_To do_.
Output the entries below without any alteration.

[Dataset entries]
>>>>

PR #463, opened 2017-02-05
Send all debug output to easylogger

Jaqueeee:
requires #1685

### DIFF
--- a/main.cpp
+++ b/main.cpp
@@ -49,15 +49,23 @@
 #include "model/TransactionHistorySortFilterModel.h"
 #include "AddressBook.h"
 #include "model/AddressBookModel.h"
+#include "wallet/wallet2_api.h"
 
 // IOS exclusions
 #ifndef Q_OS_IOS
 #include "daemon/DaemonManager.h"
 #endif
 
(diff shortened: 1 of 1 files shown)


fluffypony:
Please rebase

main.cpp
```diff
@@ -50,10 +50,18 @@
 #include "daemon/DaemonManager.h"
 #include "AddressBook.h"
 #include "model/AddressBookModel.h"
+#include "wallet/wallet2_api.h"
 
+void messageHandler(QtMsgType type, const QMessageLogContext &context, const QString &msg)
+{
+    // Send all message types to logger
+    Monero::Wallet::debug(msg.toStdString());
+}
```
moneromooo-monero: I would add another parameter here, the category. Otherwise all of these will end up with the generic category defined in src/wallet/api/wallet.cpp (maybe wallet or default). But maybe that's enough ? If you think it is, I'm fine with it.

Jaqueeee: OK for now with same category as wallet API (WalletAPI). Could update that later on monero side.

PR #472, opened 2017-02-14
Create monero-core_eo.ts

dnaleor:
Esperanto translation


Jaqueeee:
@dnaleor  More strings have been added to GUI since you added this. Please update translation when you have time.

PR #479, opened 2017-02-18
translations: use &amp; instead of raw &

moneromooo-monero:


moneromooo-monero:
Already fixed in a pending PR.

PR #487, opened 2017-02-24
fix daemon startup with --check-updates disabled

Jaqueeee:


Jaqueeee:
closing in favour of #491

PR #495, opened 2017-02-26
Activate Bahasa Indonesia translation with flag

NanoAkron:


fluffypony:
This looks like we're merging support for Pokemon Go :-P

<<<<

_Solution for this exercise_.
PR #463, opened 2017-02-05
Send all debug output to easylogger

Jaqueeee:
requires #1685

### DIFF
--- a/main.cpp
+++ b/main.cpp
@@ -49,15 +49,23 @@
 #include "model/TransactionHistorySortFilterModel.h"
 #include "AddressBook.h"
 #include "model/AddressBookModel.h"
+#include "wallet/wallet2_api.h"
 
 // IOS exclusions
 #ifndef Q_OS_IOS
 #include "daemon/DaemonManager.h"
 #endif
 
(diff shortened: 1 of 1 files shown)


fluffypony:
Please rebase

main.cpp
```diff
@@ -50,10 +50,18 @@
 #include "daemon/DaemonManager.h"
 #include "AddressBook.h"
 #include "model/AddressBookModel.h"
+#include "wallet/wallet2_api.h"
 
+void messageHandler(QtMsgType type, const QMessageLogContext &context, const QString &msg)
+{
+    // Send all message types to logger
+    Monero::Wallet::debug(msg.toStdString());
+}
```
moneromooo-monero: I would add another parameter here, the category. Otherwise all of these will end up with the generic category defined in src/wallet/api/wallet.cpp (maybe wallet or default). But maybe that's enough ? If you think it is, I'm fine with it.

Jaqueeee: OK for now with same category as wallet API (WalletAPI). Could update that later on monero side.

PR #472, opened 2017-02-14
Create monero-core_eo.ts

dnaleor:
Esperanto translation


Jaqueeee:
@dnaleor  More strings have been added to GUI since you added this. Please update translation when you have time.

PR #479, opened 2017-02-18
translations: use &amp; instead of raw &

moneromooo-monero:


moneromooo-monero:
Already fixed in a pending PR.

PR #487, opened 2017-02-24
fix daemon startup with --check-updates disabled

Jaqueeee:


Jaqueeee:
closing in favour of #491

PR #495, opened 2017-02-26
Activate Bahasa Indonesia translation with flag

NanoAkron:


fluffypony:
This looks like we're merging support for Pokemon Go :-P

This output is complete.